The Python side logs individual transform decisions via `record_compression` in [`headroom/transforms/content_router.py`](https://github.com/chopratejas/headroom/blob/main/headroom/transforms/content_router.py), showing per-stage ratios and skip reasons. The Rust side in [`crates/headroom-proxy/src/observability/compression_ratio.rs`](https://github.com/chopratejas/headroom/blob/main/crates/headroom-proxy/src/observability/compression_ratio.rs) emits the final `headroom_compression_ratio` metric. If Python logs show successful compression but Rust reports a ratio near 1.0, investigate whether the Rust dispatcher is decompressing the payload or bypassing the compression layer entirely.

### Can I debug compression issues without modifying source code?

Yes. Set the environment variable `HEADROOM_LOG_LEVEL=debug` to capture detailed routing logs without code changes. Additionally, use `HEADROOM_PROXY_AUTH_MODE_POLICY_ENFORCEMENT=disabled` to force the permissive PAYG policy at runtime. These flags allow full diagnostic visibility into whether issues stem from policy configuration or content characteristics.

### What does a compression ratio close to 1.0 indicate?

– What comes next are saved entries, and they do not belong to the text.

PR #999, opened 2022-01-21
fix: missing params in generated catalog and better hidden file handling on windows

fsuits:
## Types of changes

## Summary
catalog-generate was not inserting parameters in the markdown.  This now happens by default.
Windows now views all . files as hidden - in addition to all files with the hidden attribute set.  This is mainly because a clone will not set attributes - and they won't have been set in the first place from a unix system.
More code cleanup.
## Key links:

# Before you merge


tests/test_utils.py
```diff
@@ -431,3 +432,64 @@ def create_profile_in_trestle_dir(trestle_root: pathlib.Path, catalog_name: str,
...
+    """Check the total count of valid parts is the same, with recursion."""
+    n_a = get_total_valid_parts_count(a)
+    n_b = get_total_valid_parts_count(b)
+    if n_a != n_b:
+        logging.error(f'count of parts is different: {n_a} vs. {n_b}')
+        return False
+    return True
+
+
+def controls_equivalent(a: cat.Control, b: cat.Control) -> bool:
```
enikonovad, line 461: I have a strong feeling that comparison of the one instance to another should be placed within the instance's class. There is a `__eq__` method inside of the `BaseModel` that we can override for this purpose and place this code there. 
Of course, given that those files are autogenerated it might be tricky... I would like to know what do you think about it ?

tests/data/jinja/ssp_template.md.jinja
```diff
@@ -23,12 +23,12 @@ Test SSP
 
 {% for control in catalog_interface._control_dict.values() %}
 {% if control.group_id ==  group.id %}
-{# ### {{ catalog_interface.get_label(control.control) }}: {{ control.control.title}}
+{# ### {{ control_io_writer.get_label(control.control) }}: {{ control.control.title}}
```
enikonovad, line 26: We will also need to update the Jinja template in `cloud-ssp`, otherwise the release will break it, ill create an issue there.

enikonovad (approved):
LGTM - overall looks good, but I would much prefer if we could move the equality comparison to the class where its truly belongs.

tests/test_utils.py
fsuits: This is a relatively crude comparison and I wouldn't want people to think the controls are actually equal - they are just equivalent at a level needed for testing.  So I really think it should be confined to test_utils and only used for testing.

PR #1058, opened 2022-03-17
chore: Remove error duplicates and standarize exceptions part 2

### LINKED ISSUE #1009: Remove duplicate error/warning messages
Some errors trigger redundant messages, e.g.:

```
trestle.core.base_model:327 ERROR: Failed to parse OSCAL object: OSCAL version: 1.0.1 is not supported, use 1.0.0 instead.
trestle.core.commands.validate:52 ERROR: Error while validating contents of a trestle model: Error parsing file C:\tmp\test\profiles\fedramp\profile.json OSCAL version: 1.0.1 is not supported, use 1.0.0 instead.
```

This is due to an inner exception being caught and outputting a message, then later an outer exception is caught and this is repeated:

inner:
```python
        except Exception as e:
            logger.error(f'Failed to parse OSCAL object: {e}')
            raise err.TrestleError(f'Error parsing file {path} {str(e)}')
```
outer:
```python
        except TrestleError as e:
            logger.debug(traceback.format_exc())
            logger.error(f'Error while validating contents of a trestle model: {e}')
            return CmdReturnCodes.COMMAND_ERROR.value
```

## Caveats / Assumptions
The redundant info is distracting
## Completion Criteria
Decide how to handle this situation consistently
Also - should this be a warning?  It is due to bad data from the user and not a problem in trestle code.

enikonovad:
## Types of changes

## Summary
This is a second part of the code refactoring with the proposed structure to follow in the project when it comes to the exception handling and logging. The aim of the change is to remove the error duplicates and use appropriate logger level for logger messages.

The proposal consists of several parts:

### Logger level standardisation:
When to use which logging level:
- Info (logger.info): Provide information on successful execution. Confirm that things are working as expected.
- Warning (logger.warning): Issue a warning to the user that there is a problem that can lead to some issues or bugs. However, the problem does not halt the execution and operation proceeds.
- Error (logger.error): Indicates to a user that there is critical problem and execution cannot proceed. Such problem must end the execution and exit with appropriate code.

### Exception handling and logging
- `Logger.error` is no longer allowed anywhere but in the most outer level.
- `Logger.warning` and `Logger.info` allowed anywhere but the execution after `logger.warning` **must** proceed.
- Traceback will only be printed if command is executed in the verbose mode.
- Error exit codes are determined by exception handler in outer most level based on the exception type.
- Handling of inner exceptions - the inner exceptions should not be caught unless there is need to provide more information to the user on what went wrong. In this case, an appropriate instance of `TrestleError` should be raised.
  Example: 
```
except SomeException as e:
    raise TrestleError(f'Something went wrong during SSP generation: {e}')
```

- Each `_run()` function should be wrapped in `try-except` block.
- The outer most exception should be handled via `handle_generic_command_exception` with custom message and its output should be returned by `_run()`
- Raise exception rather than `return` command code manually.

## Key links:

# Before you merge

Closes #1009


trestle/core/commands/merge.py
```diff
@@ -146,37 +138,22 @@ def merge(cls, effective_cwd: Path, element_path: ElementPath, trestle_root: Pat
...
-        if target_model_path.exists():
-            logger.debug(
-                f'target model path does exist so target path is subdir with target alias {target_model_alias}'
-            )
-            target_model_path = target_model_path / target_model_alias
-        else:
-            logger.debug(f'target model filename does not exist so target path is target alias {target_model_alias}')
-            target_model_path = target_model_path / target_model_alias  # FIXME this is same as above
-        logger.debug(f'final target model path is {target_model_path}')
+        target_model_path = target_model_path / target_model_alias  # FIXME this is same as above
```
fsuits, line 144: Please see if that FIXME no longer applies or makes no sense.  If the code seems odd let me know and I want to check it before merge.  I can't see the context here.

trestle/core/commands/merge.py
```diff
@@ -146,37 +138,22 @@ def merge(cls, effective_cwd: Path, element_path: ElementPath, trestle_root: Pat
...
         # if target model is a file then handle file. If file doesn't exist, handle the directory,
         # but in this case it's a list or a dict collection type
         target_model_filename = target_model_path.with_suffix(file_ext)
         if target_model_filename.exists():
-            logger.debug(f'target model path with extension does exist so load distrib {target_model_filename}')
             _, _, target_model_object = ModelUtils.load_distributed(target_model_filename, trestle_root)
         else:
             target_model_filename = Path(target_model_path)
-            logger.debug(f'target model path plus extension does not exist so load distrib {target_model_filename}')
-            logger.debug(f'get collection type for model type {target_model_type}')
```
fsuits, line 172: I think it's fine to remove these debug lines but split and merge are hard to debug and it may be helpful to convert some to trace calls rather than remove them.

trestle/core/commands/partial_object_validate.py
```diff
@@ -60,40 +59,23 @@ def _run(self, args: argparse.Namespace) -> int:
             log.set_log_level_from_args(args)
             file_path: pathlib.Path = args.file.resolve()
             if not file_path.exists() or not file_path.is_file():
-                logger.error('File path provided does not exist or is a directory')
-                return CmdReturnCodes.COMMAND_ERROR.value
+                raise TrestleError('File path provided does not exist or is a directory')
+
             element_str: str = args.element
-            if ',' in element_str:
-                logger.error('Only a single element path is allowed.')
```
fsuits, line 67: is this check happening somewhere?  It should give warning.

trestle/core/commands/merge.py
enikonovad: Moved to trace instead

trestle/core/commands/partial_object_validate.py
enikonovad: Changed to warning

trestle/core/commands/merge.py
enikonovad: I revoked the changed for these lines, agree that all fixme should be checked. I will create an issue to go over all FIXMEs and see if they are relevant

fsuits (approved):
LGTM - this will be a good cleanup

A ratio approaching 1.0 signifies that output size nearly equals input size, indicating minimal or no compression occurred. This typically results from content that is already optimized, a `max_lossy_ratio` threshold that is too restrictive, or the `volatile_token_threshold` classifying the payload as stable content unsuitable for mutation. Check the `routing_log` for the specific transform that produced this ratio to determine the root cause.